Train, Score, and Report Actions

When thinking about how to take advantage of the actions mechanism, you might find it useful to think of a node's code as being analogous to a process flow, where your Train, Score, and Report code are separate nodes that are always at fixed relative positions.
Code Flow graphic
If you don't take advantage of actions, all of your code would be Train code, so that is your default. The question then becomes: what functionality can you remove from your Train code and put in Score or Report code in order to best take advantage of actions? A node's Train action is typically the most time consuming. Therefore, your objective is to separate your code so that user actions do not cause the Train action to be executed unnecessarily. Keep in mind that the actions mechanism has an impact only if at least one of the following is true:
  • a user runs the node and an input data set has changed
  • a user runs the node and the variables table has changed
  • a user runs the node and one of the node's properties has been changed. This can include changing the data in a registered file that has its Property attribute set to Y and its Action attribute set to either TRAIN, SCORE, or REPORT.

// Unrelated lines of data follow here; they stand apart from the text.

Issue #1, opened 2021-11-17
[Self-Filed] Could we also support Swift?


cpsauer:
**Status:** There's an Apple project to (basically) add Swift support to clangd [here](https://github.com/apple/sourcekit-lsp). It doesn't look mature enough yet (2/2021), but perhaps it will be by the time we'd need it.

**Suggested Workaround:** Use Tulsi for now. 
(Hedron Friendly Faces should use our internal XcodeAdapter wrapper for Tulsi)

cpsauer:
[Intentional blank comment, added to make it clear from the table view that this isn't a user issue lacking a response.]

yrom:
Is there any progress?

cpsauer:
Hey, @yrom! Nope, since you're the first to express interest here. Let me check in on the Apple project.

Looks like the Apple project (linked above) is still listed as early development, but is also now bundled in Xcode and has a fairly popular, highly rated vscode extensions. So maybe a good time to explore. And there's no harm to supporting it early.

I probably shouldn't just build this myself right now only because there's too much else going on. (Need to focus on the startup I'm running, and we don't currently use Swift.) But I'd be delighted to help if you'd be interested in adding this, especially since you just submitted a great pr :)  I think integrating it into this tool would be be the way to go, much better and easier than doing separately.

An extension node's program typically performs the following:
  • input processing
  • output processing
  • report processing
Input processing refers to processes like scanning the training data to fit statistical models, performing data transformations, generating descriptive statistics, and so on. This is typically the main function of a node. Input processing is almost always performed in the node's Train action. Output processing refers to processes that prepare the data that is passed to subsequent nodes in a process flow. Typically, this involves data scoring or modifying metadata. When possible, you include output processing in the Score action. However, some output processes induce feedback into an input process. Such output processes would, therefore, be performed in the Train action. For example, suppose your node generates a decision tree (input process). You then allow the user to modify the metadata (output process); in this case, suppose the user is allowed to manually reject input variables. In most situations like this, you would want to regenerate the tree (feedback). Finally, the input process often generates information that you want to report to the user. This information is typically reported in the form of tables or graphs. This reporting process rarely induces feedback into either the input or output processes and is typically performed in the node's Report action.